Les groupes hotelliers s’affrontent
Le français Accor n’est pas en reste puisqu’il gère dans 19 pays une centaine d’hôtels sous dix marques différentes.
Historiquement très présent en Afrique de l’Ouest, il entend doubler son réseau d’ici à 2020 avec des ambitions dans l’est, le centre, et le sud du continent. En prévision notamment, l’ouverture de 50 établissements en Angola, allant du segment économique au luxe (27 Ibis Styles, 22 Grand Mercure et 1 Sofitel), soit au total 6 200 chambres, pour un budget de 300 millions d’euros.
À ce match de poids lourds se mêlent aussi des acteurs indépendants. C’est l’exemple de la chaîne hôtelière malienne Azalaï – de l’homme d’affaires Mossadeck Bally –, des hôtels économiques Onomo, bâtis près des aéroports et qui appartiennent à la famille française Ruggieri, ou de Mangalis, une filiale du groupe Teyliom – de l’entrepreneur sénégalais Yérim Sow.
Ce dernier, à l’origine du Radisson Blu de Dakar, construit en 2009, dispose de ses propres équipes d’ingénieurs et d’architectes, et a programmé 18 hôtels d’ici à 2018.
Si ces indépendants ont la particularité de construire, d’exploiter et de rester propriétaires de leurs murs, derrière les grandes chaînes en revanche se trouvent souvent des investisseurs locaux ou internationaux, privés ou institutionnels, qui ont trouvé dans l’immobilier hôtelier une source de diversification ou un moyen de faire fructifier une fortune acquise.
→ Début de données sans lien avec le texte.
PR #4484, opened 2026-05-27
MSC4484: Server Administration OAuth Scope

gingershaped:
[Rendered](https://github.com/gingershaped/matrix-spec-proposals/blob/ginger/msc/admin-oauth-scope/proposals/4484-admin-oauth-scope.md)

Signed-off-by: Ginger <ginger@gingershaped.computer>

### DIFF
--- a/proposals/4484-admin-oauth-scope.md
+++ b/proposals/4484-admin-oauth-scope.md
@@ -17,7 +17,7 @@ ensuring the user can give informed consent to clients that wish to perform admi
 ## Proposal
 
 A new scope is added to the specification, which clients using OAuth MAY request:
-`urn:matrix:client:api:server_administration` (herein referred to as "the scope" for brevity). Clients using OAuth
+`urn:matrix:client:server_administration` (herein referred to as "the scope" for brevity). Clients using OAuth
 MUST request the scope to use any of the endpoints in the Server Administration module (all of which are currently
 under the `/_matrix/client/*/admin/` path).
 
--- a/proposals/4484-admin-oauth-scope.md
+++ b/proposals/4484-admin-oauth-scope.md
@@ -86,3 +86,7 @@ While this proposal is unstable, clients and servers should use the
 `urn:matrix:client:api:server_administration` scope. Servers may use the `org.continuwuity.msc4484.unstable`
 unstable feature flag to indicate that clients using OAuth must request the unstable
 `urn:matrix:client:cc.c10y.msc4484.server_administration` scope to use the Server Administration endpoints.
+
+## Dependencies
+
+None.
--- a/proposals/4484-admin-oauth-scope.md
+++ b/proposals/4484-admin-oauth-scope.md
@@ -1,4 +1,4 @@
-# MSCXXXX: Server Administration OAuth Scope
+# MSC4484: Server Administration OAuth Scope
 
 Since Matrix 1.18, the [Server Administration](https://spec.matrix.org/v1.18/client-server-api/#server-administration)
 API module has provided homeserver-agnostic endpoints to manage suspending and locking user accounts. These endpoints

À l’image du groupe agro-industriel camerounais Fadil, de Mohamadou Bayero Fadil, propriétaire notamment d’un hôtel Pullman à Douala (ex-Méridien), ou du promoteur d’origine libanaise Ghaby Kodeih, qui investit au Bénin – par le biais de sa société d’hôtellerie, de restauration et de loisirs – dans la construction et l’exploitation d’un trois-étoiles Best Western, inauguré en 2014, d’un quatre-étoiles Ramada et d’un cinq-étoiles Marriott en chantier.
Des contrats de gestion ou de franchise sont alors signés. L’investissement hôtelier résulte souvent d’un mariage d’intérêts. « Les grandes chaînes hôtelières vont trouver en Afrique un levier de croissance. Les entrepreneurs, industriels ou propriétaires privés, disposent quant à eux de trésorerie et de foncier disponibles qu’ils veulent valoriser », explique Philippe Gauguier.
Redonner de la valeur à l’offre
Des investisseurs qui assument tous les risques locatifs, alors que les grandes chaînes n’interviennent que dans le service.
« Quand Radisson voit son hôtel être la cible des terroristes à Bamako en novembre 2015, il est peu exposé financièrement », rappelle Philippe Gauguier. Des investissements bien entendu répartis entre divers pays, car il faut souvent sept ou huit établissements pour amortir un tel choc.
« Au moins deux ans sont nécessaires pour redonner de la valeur à un hôtel après un événement comme une attaque terroriste », assure Othmane Jabri, le vice-président fusions et acquisitions chez Kingdom Hotel Investments, qui, après avoir investi pendant huit ans dans la construction et réalisé une belle plus-value, se désengage pour demeurer actionnaire des sociétés de gestion de ses marques Mövenpick, Fairmont, Raffles et Swissôtel.
Pour Stéphane Affro, le directeur du fonds Kaydan Real Estate, chargé du développement des hôtels Golden Tulip en Côte d’Ivoire, cet engouement des investisseurs pour le marché hôtelier a sa raison : « L’hôtellerie présente un rendement plus intéressant que le résidentiel ou l’immobilier d’entreprise. Ces hommes d’affaires pourraient construire des entrepôts, mais le foncier disponible dans les zones portuaires ou industrielles demeure encore la propriété de l’État. »
Même si le taux d’occupation des hébergements n’est souvent que de 70 % à 75 %, le secteur reste attractif, avec des intérêts entre 8 % et 25 %. Mais c’est une rentabilité qui se mesure sur le long terme, entre huit et douze ans, le temps de développer le bien hôtelier avant de le céder.